OK, the basics. But do not stop reading here if you want to write a parser. Ther...

kazinator · on Aug 30, 2023

Flex is fine for UTF-8 because:

- You don't have UTF-8 everywhere in a language. You might have it only in comments and string literals, in which case you can just be 8-bit clean and don't bother.

- If you have UTF-8 in identifiers, you can recognize it via a few easy patterns.

- The tokenizer doesn't have to do full validation on the UTF-8; it can defer that to some routines. I.e. it has to recognize a potentially valid UTF-8 sequence, capture it in yytext[], and then a proper UTF-8 recognizer can be invoked on yytext which will do things like reject overlong forms. You can further sanitize it to reject characters that you don't want in an identifier, like various kinds of Unicode spaces or whatever your rules are.

Multiple encodings though? Hmph. You can write a custom YYINPUT macro in Lex/Flex where you could convert any input encoding, normalizing it into UTF-8. Or read through a stream filtering abstraction which reads various encodings on its input end, pumping out UTF-8.

In TXR Lisp, when you do (read "(1 2 3)") what happens is that the string is made of wide characters: code points.

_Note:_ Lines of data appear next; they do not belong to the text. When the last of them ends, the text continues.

PR #2987, opened 2026-04-02
tests: add data-driven test fixtures for rule matcher

### LINKED ISSUE #2985: create data-driven rule matching test fixtures
### Summary

In order to be confident about the way that our rule matcher works, we need a data-driven and robust way to test the rule logic evaluator against a set of features. We have some of this today. For example, we have a handful of tests that kind of have hard-coded Pythonic representations of features that we match against embedded rules, like here: https://github.com/mandiant/capa/blob/7a79f799a70f052e8382cdbeaec8115daba14a5b/tests/test_match.py#L48-L66. This works well within the Python ecosystem. However, to support implementations of capa that are not written in Python, we need to be able to describe rules and feature sets and what we expect the result to be. 

I'd like to be able to have a json/yaml-like format something like the following:

```yaml
- name: simple number feature
  rule:
    features:
      - number: 100
  features: |
    func: 0x4088A4
     bb: 0x4088A4
      insn: 0x4088A4: number(100)
  matches: true
  description: trivial feature matches
```

we could use the show-features.py DSL to represent features succinctly in the fixture data.

williballenthin:
closes #2985

This PR migrates many of our rule engine and matcher tests from Python logic to a yaml-based DSL. This makes it easier for other implementations of capa that aren't written in Python be confident that they behave correctly.

The DSL looks like this:

```yml
- name: and-both-present
  description: and requires all children to match
  rules:
    - name: and-match
      description: should match because the function contains both mov and number 0x10
      scopes:
        static: function
      features:
        - and:
            - mnemonic: mov
            - number: 0x10
  features: |
    func: 0x402000
     bb: 0x402000: basic block
      insn: 0x402000: mnemonic(mov)
      insn: 0x402000: number(0x10)
  expect:
    matches:
      and-match:
        - 0x402000
```

You can see that it has four parts:
- name and description, to explain why the test is present
- rules
- features to match against, using the show-features.py format
- expected results

There's a bit of code added to parse this format. This is strictly for the test suite, and not part of the public capa API. To be completely honest, that code is slop, but it works.

Anyways, once the DSL test cases are parsed, a small test-case interpreter passes the extracted instances to our existing rule matching infrastructure to verify the behavior.

I've gone through and migrated our existing Python logic tests to the new format, when possible, also adding more test cases for things we didn't previously check.

To the reviewer: start by checking the DSL and deciding whether it's reasonable and understandable. If you're happy with that, then read through a selection of the new test cases. Then, you can decide if you want to audit all the migrations, or trust me that I did this correctly 😬 Personally, I think its a net-good change, but there's always some risk when we touch the test cases.

### Checklist

- [x] This submission includes AI-generated code: Claude Code used to implement and migrate features.


tests/fixtures/matcher/dynamic/core.yml
williballenthin, line 1: test fixture files should be moved under:

tests/data/fixtures/static/dynamic/*
tests/data/fixtures/matcher/dynamic/*

tests/doc/rule-matcher-test-fixtures.md
williballenthin, line 1: remove this file

tests/fixtures/matcher/static/core.yml
```diff
@@ -0,0 +1,200 @@
...
+  rules:
+    - meta:
+        name: function-cross-basic-block
+        description: should match when function scope aggregates features from different basic blocks
+        scopes:
+          static: function
+      features:
+        - and:
+            - mnemonic: mov
+            - mnemonic: add
```
williballenthin:
```suggestion
    - name: function-cross-basic-block
      description: should match when function scope aggregates features from different basic blocks
      scopes:
        static: function
      features:
        - and:
```

remove `meta` and dedent the children.

tests/fixtures/matcher/static/core.yml
```diff
@@ -0,0 +1,200 @@
...
+    - meta:
+        name: or-match
+        description: should match because one branch of the or is satisfied by number 0x10
+        scopes:
+          static: function
+      features:
+        - or:
+            - api: CreateFileW
+            - number: 0x10
+    - meta:
```
williballenthin: we should prefer to have lots of small individual cases with their associated features, rather than lots of rules grouped together sharing features. make these things are small and focused as possible.

tests/fixtures/matcher/static/core.yml
williballenthin, line 1: we'll want a bunch of fixture files separated by theme, rather than one big one. make it easy for a human and agent to explore and understand.

williballenthin: like one file for basic logic operators, another for tricky features (sub-matches), another for showing how scopes work, etc.

tests/fixtures/matcher/README.md
williballenthin, line 1: this file needs to explain the setup and schemas. move the design and spec into this, keeping it concise and easily readable.

tests/match_fixtures.py
williballenthin, line 1: move all this logic into test_match_fixtures.py

tests/fixtures/matcher/dynamic/core.yml
williballenthin: but note this is in a submodule, so we'll do this at the last moment. keep the files in the current location for the time being.

williballenthin:
polite ping for review @mr-tz @mike-hunhoff 
no rush, just don't want this to get lost

williballenthin:
i'd recommend squash and merge here, not rebase. the incremental commits are not meaningful.

tests/fixtures/matcher/dynamic/span.yml
```diff
@@ -0,0 +1,316 @@
...
+    proc: sample.exe (ppid=2456, pid=3052)
+     thread: 3064
+      call: 10: api(LdrGetDllHandle)
+      call: 11: api(LdrGetProcedureAddress)
+      call: 11: string(AddVectoredExceptionHandler)
+      call: 12: api(RtlAddVectoredExceptionHandler)
+  expect:
+    matches:
+      span-resolve-add-veh:
+        - 11
```
mr-tz, line 25: should this be the start of the span? ie 10 here?

mr-tz: i guess it points to the end of the span of calls

tests/fixtures/matcher/README.md
```diff
@@ -0,0 +1,80 @@
...
+
+`basic block`, `api(...)`, `arch(...)`, `bytes(...)`, `characteristic(...)`, `class(...)`, `export(...)`, `format(...)`, `function-name(...)`, `import(...)`, `match(...)`, `mnemonic(...)`, `namespace(...)`, `number(...)`, `offset(...)`, `os(...)`, `section(...)`, `string(...)`, `substring(...)`, `operand[n].number(...)`, `operand[n].offset(...)`, `property(...)`, `property/read(...)`, `property/write(...)`.
+
+## Address syntax
+
+String forms: `0x401000`, `base address+0x100`, `file+0x20`, `token(0x1234)`, `token(0x1234)+0x10`, `global`, `process{pid:3052}`, `process{pid:3052,tid:3064}`, `process{pid:3052,tid:3064,call:11}` (with optional `ppid:`).
+
+Tagged YAML arrays: `[absolute, 0x401000]`, `[relative, 0x100]`, `[file, 0x20]`, `[token, 0x1234]`, `[token offset, 0x1234, 0x10]`, `[process, 2456, 3052]`, `[thread, 2456, 3052, 3064]`, `[call, 2456, 3052, 3064, 11]`, `[no address]`.
+
+Dynamic tests may use a bare integer call ID in `expect.matches` when that call ID is unique within the test.
```
mr-tz: do we want to keep these up to date and listed here or elsewhere (reuse the rule format)? I worry about this becoming stale/outdated potentially

tests/test_engine.py
```diff
@@ -72,136 +72,6 @@ def test_dn_token_offset_address_cross_type_lt():
...
-    # bounded range
-    assert bool(Range(Number(1), min=1, max=3).evaluate({Number(1): {}})) is False  # type: ignore
-    assert bool(Range(Number(1), min=1, max=3).evaluate({Number(1): {ADDR1}})) is True
-    assert bool(Range(Number(1), min=1, max=3).evaluate({Number(1): {ADDR1, ADDR2}})) is True
-    assert bool(Range(Number(1), min=1, max=3).evaluate({Number(1): {ADDR1, ADDR2, ADDR3}})) is True
-    assert bool(Range(Number(1), min=1, max=3).evaluate({Number(1): {ADDR1, ADDR2, ADDR3, ADDR4}})) is False
-
-
 def test_short_circuit():
     assert bool(Or([Number(1), Number(2)]).evaluate({Number(1): {ADDR1}})) is True
```
mr-tz, line 76: what about this one?

tests/test_rules.py
```diff
@@ -1380,48 +1182,6 @@ def test_arch_features():
...
-                Property("System.IO.FileInfo::Length", access=FeatureAccess.READ, description="some property"): {ADDR1}
-            })
-        )
-        is True
-    )
-
-
 def test_translate_com_features():
     r = capa.rules.Rule.from_yaml(
         textwrap.dedent("""
```
mr-tz, line 1187: should we list cases when tests should still show up here?

mr-tz (commented):
A few questions and comments but overall this looks on a very good track.

tests/test_match_fixtures.py
```diff
@@ -0,0 +1,773 @@
...
+
+def _split_feature_line(text: str) -> tuple[str, str, str | None]:
+    body, target = _split_target(text)
+    scope_text, separator, feature_text = body.partition(": ")
+    if not separator:
+        raise ValueError(f"expected '<scope>: <feature>': {text}")
+    return scope_text, feature_text, target
+
+
+def _split_instruction_feature_line(
```
mr-tz: via Gemini:

The function  _split_instruction_feature_line  in test_match_fixtures.py contained complex logic to handle instruction lines that specify both the function address and the instruction address (e.g.,  insn: <func_addr>: <insn_addr>: <feature> ).

  However, this logic enforced that  <func_addr>  must match the  current_function  context, making it redundant. The documentation and existing fixtures only use the simpler  insn: <insn_addr>: <feature>  format.

tests/test_match_fixtures.py
```diff
@@ -0,0 +1,773 @@
...
+    FileOffsetAddress,
+    DynamicCallAddress,
+    DNTokenOffsetAddress,
+    AbsoluteVirtualAddress,
+    RelativeVirtualAddress,
+)
+from capa.features.extractors.base_extractor import SampleHashes, FeatureExtractor
+
+DUMMY_SAMPLE_HASHES = SampleHashes.from_bytes(b"")
+PROCESS_HEADER = re.compile(r"^(?P<name>.+) \(ppid=(?P<ppid>\d+), pid=(?P<pid>\d+)\)$")
```
mr-tz: via Gemini:

The  PROCESS_HEADER  regular expression strictly required  ppid  to be present (e.g.,  proc: sample.exe (ppid=2456, pid=3052) ).

  However,  ProcessAddress  supports defaulting  ppid  to  0  (representing "not set"), and other parts of the address parser already support omitting  ppid  (e.g.,  process{pid:3052} ).

mr-tz (commented):
2 more AI-generated notes

tests/fixtures/matcher/README.md
williballenthin: agree that the supported features aren't useful.

the address forms correspond to what the parser is able to handle, not necessarily in sync with what our output format looks like (though we could potentially unify this if its worthwhile, but imho it is not yet).

i also think we should only use the "string forms" and remove this tagged yaml array form. good catch.

tests/test_match_fixtures.py
williballenthin: we should just remove ppid from all these and assume ppid=0 in all the test cases.

tests/test_engine.py
williballenthin: i believe this test statement is just setting the stage for the following test statements. this one shows the basic functionality works, while the subsequent statements demonstrate that short circuiting works.

i think this belongs here, to keep the concepts and ideas local and close together. moving it elsewhere would mean the we have to include a comment like 'go look in that other file for a test in another format' which is not very easy.

tests/fixtures/matcher/dynamic/span.yml
williballenthin: yeah, i think spans are anchored at the end (well, apparently, i just learned/reminded myself of this).

tests/fixtures/matcher/dynamic/span.yml
```diff
@@ -0,0 +1,316 @@
...
+        - and:
+            - api: LdrGetDllHandle
+            - api: LdrGetProcedureAddress
+            - string: AddVectoredExceptionHandler
+  features: |
+    proc: sample.exe (ppid=2456, pid=3052)
+     thread: 3064
+      call: 10: api(LdrGetDllHandle)
+      call: 11: api(LdrGetProcedureAddress)
+      call: 11: string(AddVectoredExceptionHandler)
```
williballenthin, line 20: this is wrong! we can't duplicate IDs like this.

1. fix this case
2. update our harness to disallow multiple colliding addresses
3. fix any other cases

tests/test_rules.py
williballenthin: yeah, probably.

in this case we're checking not how a rule evaluates, but how a rule is structured after its parsed. i can update the readme to explain that the data-driven tests are strictly for seeing how the matcher behaves, not how the rules are represented.

tests/fixtures/matcher/dynamic/span.yml
williballenthin: nvm these are different features, string vs call. i thought it was two different calls at the same address. my mistake.

williballenthin:
we already have tests/fixtures/ within this repo for the features fixtures, so lets keep the matcher features in tests/fixtures/matcher, not move to capa-testfiles.

tests/fixtures/matcher/dynamic/span.yml
mr-tz: I almost stumbled over this also :)

mr-tz (approved):
amazing, thanks!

But the parser takes UTF-8. So, a UTF-8 stream is created which scans the wide string as UTF-8:

  2> (make-string-byte-input-stream "(1 2 3)")
  #<byte-input-stream b7b713b0>
  3> (get-byte *2)
  40
  4> (get-byte *2)
  49
  5> (get-byte *2)
  32

The effect is that Flex and Bison are parsing a UTF-32 string. Based on this principle, we could do other encodings.